Smee now includes a Mix task to install the default backend software - just run:

`mix deps.smee`

(Currently only tested on Macs with Homebrew, but it *should* also work on Debian, Ubuntu, Red Hat and Alpine Linux)

A future version of Smee will support alternative sets of backends.

### Rambo and Rust

Smee uses an Elixir library called [Rambo](https://hex.pm/packages/rambo) to run external utilities like xsltproc. Rambo 
relies on a small compiled shim that is provided pre-compiled for various architectures or automatically built during installation.

- If your system does not match any of the supplied binary shims, you will need to have a rust compiler installed so Rambo
  can build the shim itself. 
- Version 0.3.4 of Rambo has an additional problem: it does not ship with a precompiled binary for M1 Macs, *and it also does
  not automatically build one*. Smee works around that with an explicit compile step in `mix.exs`, but it prevent Smee from
  being used in Elixir .exs scripts on M1 Macs unless you copy the compiled shim from Smee into your script's build directory.
  Hopefully this will be fixed in later versions of Rambo. 
- If you are using a modern M1/M2/M3 Mac you may need to explicitly include Rambo as a dependency in your project.

## Uses

Metadata Database: Smee was extracted from an application that downloads, processes and stores SAML metadata in a database for access 
with an API. The original code had become rather messy and was very difficult to test - hopefully Smee will be an 
improvement and will be used to replace the original code. Smee doesn't currently handle digestion and storage.

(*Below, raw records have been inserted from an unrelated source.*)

PR #6489, opened 2022-08-10
Restored __array__ for libraries that do not support __array_interface__

### LINKED ISSUE #6422: 9.2.0 breaks compatibility to pass PIL.Image to tensorflow (tf.reshape)
On passing it tf.reshape throws:
```
Attempt to convert a value (<PIL.Image.Image image mode=RGB size=100x100 at 0x153B2CF8EE0>) with an unsupported type (<class 'PIL.Image.Image'>) to a Tensor.
```

radarhere:
Resolves #6422

The issue has discovered that tensorflow supports converting Pillow images using `__array__`, but not `__array_interface__`. One solution would be to say that tensorflow should support `__array_interface__`, and an issue has been opened for that - https://github.com/tensorflow/tensorflow/issues/56723

This PR is an alternative, where we add `__array__`, to provide support from our end. Conceivably, there may be other libraries that support `__array__`, but not `__array_interface__`. Testing, I find that NumPy prefers `__array_interface__` over `__array__`, so this should not affect NumPy use.

### DIFF
--- a/Tests/test_image_array.py
+++ b/Tests/test_image_array.py
@@ -94,3 +94,10 @@ def test_fromarray_palette():
 
     # Assert that the Python and C palettes match
     assert len(out.palette.colors) == len(out.im.getpalette()) / 3
+
+
+def test_array():
+    i = im.convert("L")
+    a = numpy.array(i)
+
+    assert (a == i.__array__()).all()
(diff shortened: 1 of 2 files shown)


radarhere:
This was resolved first by tensorflow - https://github.com/tensorflow/tensorflow/commit/8b3369b3cb4c3ecc3e0059a550c2d7cad136d371

PR #6491, opened 2022-08-10
Corrected some docstrings that are using enumeration parameters

hecent:
Converted things like Dither.FLOYDSTEINBERG to PIL.Image.Dither.FLOYDSTEINBERG to match other docstrings and to as that is the correct code.

### DIFF
--- a/src/PIL/Image.py
+++ b/src/PIL/Image.py
@@ -892,12 +892,12 @@ class Image:
            should be 4- or 12-tuple containing floating point values.
         :param dither: Dithering method, used when converting from
            mode "RGB" to "P" or from "RGB" or "L" to "1".
-           Available methods are :data:`Dither.NONE` or :data:`Dither.FLOYDSTEINBERG`
+           Available methods are :data:`PIL.Image.Dither.NONE` or :data:`PIL.Image.Dither.FLOYDSTEINBERG`
            (default). Note that this is not used when ``matrix`` is supplied.
         :param palette: Palette to use when converting from mode "RGB"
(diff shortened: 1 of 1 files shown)


hugovk:
Thanks for the PR, here's an example:

<table>
<tr>
	<td><a href="https://pillow.readthedocs.io/en/stable/reference/Image.html#PIL.Image.Image.quantize">Before</a>
	<td><a href="https://pillow--6491.org.readthedocs.build/en/6491/reference/Image.html#PIL.Image.Image.quantize">After</a>
<tr>
	<td>image
	<td>image
</table>

In both cases, they link to the same things. For example, the first link:

* https://pillow.readthedocs.io/en/stable/reference/Image.html#PIL.Image.Quantize.MEDIANCUT
* https://pillow--6491.org.readthedocs.build/en/6491/reference/Image.html#PIL.Image.Quantize.MEDIANCUT

But the PR makes the links appear more verbose.

hecent:
The PR was to make the links the same format as other docstrings like `resize()` or `transform()` and so that they better represent what you are actually supposed to write when passing the options as parameters:
If you didn't know better it seems as though they should be written as `Image.quantize(method=Quantize.MEDIANCUT)` from reading the docs (which I did), and is incorrect.

(https://pillow.readthedocs.io/en/stable/reference/Image.html)
image

radarhere:
#6557 has been merged instead, resolving the inconsistency by replacing `PIL.Image.Resampling.NEAREST` with `Resampling.NEAREST`.

PR #6504, opened 2022-08-14
Allow RGB and RGBA values for PA image putpixel

### LINKED ISSUE #6502: Possible missing "PA" check
https://github.com/python-pillow/Pillow/blob/5a087ccbb9b48cba04276fd1b7d0cec93488b7c3/src/PIL/PyAccess.py#L59-L62

This code saves a reference to the image palette, but only for "P" mode images. I think it should probably check for "PA" here too. This saved palette is used later in this class, but again only for "P", not "PA".

https://github.com/python-pillow/Pillow/blob/5a087ccbb9b48cba04276fd1b7d0cec93488b7c3/src/PIL/PyAccess.py#L91-L97

I haven't checked if this palette reference is used outside of this class, though it is supposed to be private so hopefully not.

radarhere:
Resolves #6502

This is continuing the work of #3519, "Allow RGB and RGBA values for P image putpixel", allowing the behaviour for PA images as well, so that the following code can run.
```python
from PIL import Image
im = Image.new("PA", (1, 1))
im.putpixel((0, 0), (255, 0, 0))
```


hugovk (approved):
Looks good, ready for merge once conflict fixed.

PR #6509, opened 2022-08-16
Added direct conversion from PA to P

radarhere:
#6506 asked how Pillow converted images from PA to P.

The answer was because PA to P conversion doesn't exist, Pillow instead [falls back](https://github.com/python-pillow/Pillow/blob/87ecd01fc042bb67b11bfcff3db99fc2b61e702d/src/PIL/Image.py#L1034-L1040) to converting from PA to RGB, and then RGB to P.

This PR adds direct conversion from PA to P. There should be no functional change, only an increase in efficiency.

### DIFF
--- a/src/libImaging/Convert.c
+++ b/src/libImaging/Convert.c
@@ -1027,6 +1027,14 @@ pa2l(UINT8 *out, const UINT8 *in, int xsize, ImagingPalette palette) {
 }
 
 static void
+pa2p(UINT8 *out, const UINT8 *in, int xsize, ImagingPalette palette) {
+    int x;
+    for (x = 0; x < xsize; x++, in += 4) {
+        *out++ = in[0];
+    }
+}
+
+static void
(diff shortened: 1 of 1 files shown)


src/libImaging/Convert.c
```diff
@@ -1209,6 +1217,8 @@ frompalette(Imaging imOut, Imaging imIn, const char *mode) {
         convert = alpha ? pa2l : p2l;
     } else if (strcmp(mode, "LA") == 0) {
         convert = alpha ? pa2la : p2la;
+    } else if (strcmp(mode, "P") == 0) {
+        convert = pa2p;
```
radarhere, line 1221: Strange that Codecov doesn't think this is tested - when I run the test suite on my local machine, it is tested by [test_image_convert.py's test_sanity.](https://github.com/python-pillow/Pillow/blob/87ecd01fc042bb67b11bfcff3db99fc2b61e702d/Tests/test_image_convert.py#L14-L33)

PR #6519, opened 2022-08-22
Parametrize Tests/test_image_paste.py

Yay295:
Just changed the tests to use pytest parameters instead of looping through the parameters inside each method.

### DIFF
--- a/Tests/test_image_paste.py
+++ b/Tests/test_image_paste.py
@@ -1,3 +1,5 @@
+import pytest
+
 from PIL import Image
 
 from .helper import CachedProperty, assert_image_equal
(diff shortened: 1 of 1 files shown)


Tests/test_image_paste.py
```diff
@@ -101,226 +103,303 @@ def gradient_RGBa(self):
...
-                ],
-            )
+    @pytest.mark.parametrize(
+        "mode",
+        [
+            "RGBA",
+            "RGB",
+            "L",
+        ],
+    )
```
hugovk, line 113: This (and the others below) are fine as one-liners:
```suggestion
    @pytest.mark.parametrize("mode", ["RGBA", "RGB", "L"])
```

hugovk:
Thank you!

PR #6521, opened 2022-08-22
Changed contain function

bibinhashley:
Fixes # .

 * I was using ImageOps.pad for resizing an image by keeping the aspect ratio. But when I used pad function for an image with size (4307, 6030) to resize it to (50,70), it extended right side only. When I manually resized it, that image didn't need any extension or padding to keep the aspect ratio because both sizes are proportional.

MDQ Service: We've made a streaming MDQ service using Smee that should soon be available 

Reports: We've generated reports for clients using Smee

## Possible Alternatives

These aren't quite the same but are mature, widely used projects that are a lot more stable than Smee. In many cases you 
should definitely use these instead of Smee.

* [SAML Library by Tom Scavo](https://github.com/trscavo/saml-library/) A collection of Bash and XSLT scripts 
* [PyFF](https://github.com/IdentityPython/pyFF) A metadata pipeline and server using Python and YAML
* [Shibboleth Metadata Aggregator](https://shibboleth.atlassian.net/wiki/spaces/MA1/overview) Widely used Java metadata pipeline

## References

### SAML Metadata
* [Wikipedia's summary](https://en.wikipedia.org/wiki/SAML_2.0)

### MDQ 
* [UK Federation Explains MDQ](https://www.ukfederation.org.uk/content/Documents/MDQ)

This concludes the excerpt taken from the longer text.